- Task description -
Transcribe each line of the material exactly as it stands.
··· Records to use ···
PR #86, opened 2016-07-22
Make provenance printing optional

tavinathanson:
Also fix some docstrings.

@jburos

### DIFF
--- a/cohorts/load.py
+++ b/cohorts/load.py
@@ -216,7 +216,7 @@ class Cohort(Collection):
     check_provenance : bool
         Verify that the cached provenance is equal to the current environment.
     print_provenance : bool
-        Print a cached provenance summary.
+        Print a summary of cache file provenance.
     polyphen_dump_path : str
         Path to a Polyphen database dump.
     pageant_coverage_path : str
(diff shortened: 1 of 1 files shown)


cohorts/load.py
```diff
@@ -213,6 +213,14 @@ class Cohort(Collection):
     responder_pfs_equals_os : bool
         Ensure that the PFS values for responders (not progressed) are equal to
         OS values.
+    check_provenance : bool
+        Verify that the cached provenance is equal to the current environment.
+    print_provenance : bool
+        Print a cached provenance summary.
```
jburos: Technically, this is a summary of the cache provenance .. not a cached summary of the provenance files. 
Maybe say "Print a summary of cache file provenance"?

jburos:
Thanks @tavinathanson - just one minor suggestion, but otherwise looks good to me. Thanks for updating the docstrings

cohorts/load.py
tavinathanson: Was supposed to be read as (cached provenance) summary vs. cached (provenance summary), but I'll update :)

jburos:
One comment - this makes me want to know, in which scenarios you'd like to turn off the data source summary? 

Please LMK (or maybe create issues) if there are modifications that should be made to that process (ie to check but not print, or to print but not warn, to exclude certain packages from the summary, etc).

tavinathanson:
I have notebooks that initialize `Cohort`s inside a loop, and I don't want so many summaries printed. Open to smarter ways of handling this, though this seemed like a simple bandaid for starters. Will make an issue!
···
- Answer space -
PR #86, opened 2016-07-22
Make provenance printing optional

tavinathanson:
Also fix some docstrings.

@jburos

### DIFF
--- a/cohorts/load.py
+++ b/cohorts/load.py
@@ -216,7 +216,7 @@ class Cohort(Collection):
     check_provenance : bool
         Verify that the cached provenance is equal to the current environment.
     print_provenance : bool
-        Print a cached provenance summary.
+        Print a summary of cache file provenance.
     polyphen_dump_path : str
         Path to a Polyphen database dump.
     pageant_coverage_path : str
(diff shortened: 1 of 1 files shown)


cohorts/load.py
```diff
@@ -213,6 +213,14 @@ class Cohort(Collection):
     responder_pfs_equals_os : bool
         Ensure that the PFS values for responders (not progressed) are equal to
         OS values.
+    check_provenance : bool
+        Verify that the cached provenance is equal to the current environment.
+    print_provenance : bool
+        Print a cached provenance summary.
```
jburos: Technically, this is a summary of the cache provenance .. not a cached summary of the provenance files. 
Maybe say "Print a summary of cache file provenance"?

jburos:
Thanks @tavinathanson - just one minor suggestion, but otherwise looks good to me. Thanks for updating the docstrings

cohorts/load.py
tavinathanson: Was supposed to be read as (cached provenance) summary vs. cached (provenance summary), but I'll update :)

jburos:
One comment - this makes me want to know, in which scenarios you'd like to turn off the data source summary? 

Please LMK (or maybe create issues) if there are modifications that should be made to that process (ie to check but not print, or to print but not warn, to exclude certain packages from the summary, etc).

tavinathanson:
I have notebooks that initialize `Cohort`s inside a loop, and I don't want so many summaries printed. Open to smarter ways of handling this, though this seemed like a simple bandaid for starters. Will make an issue!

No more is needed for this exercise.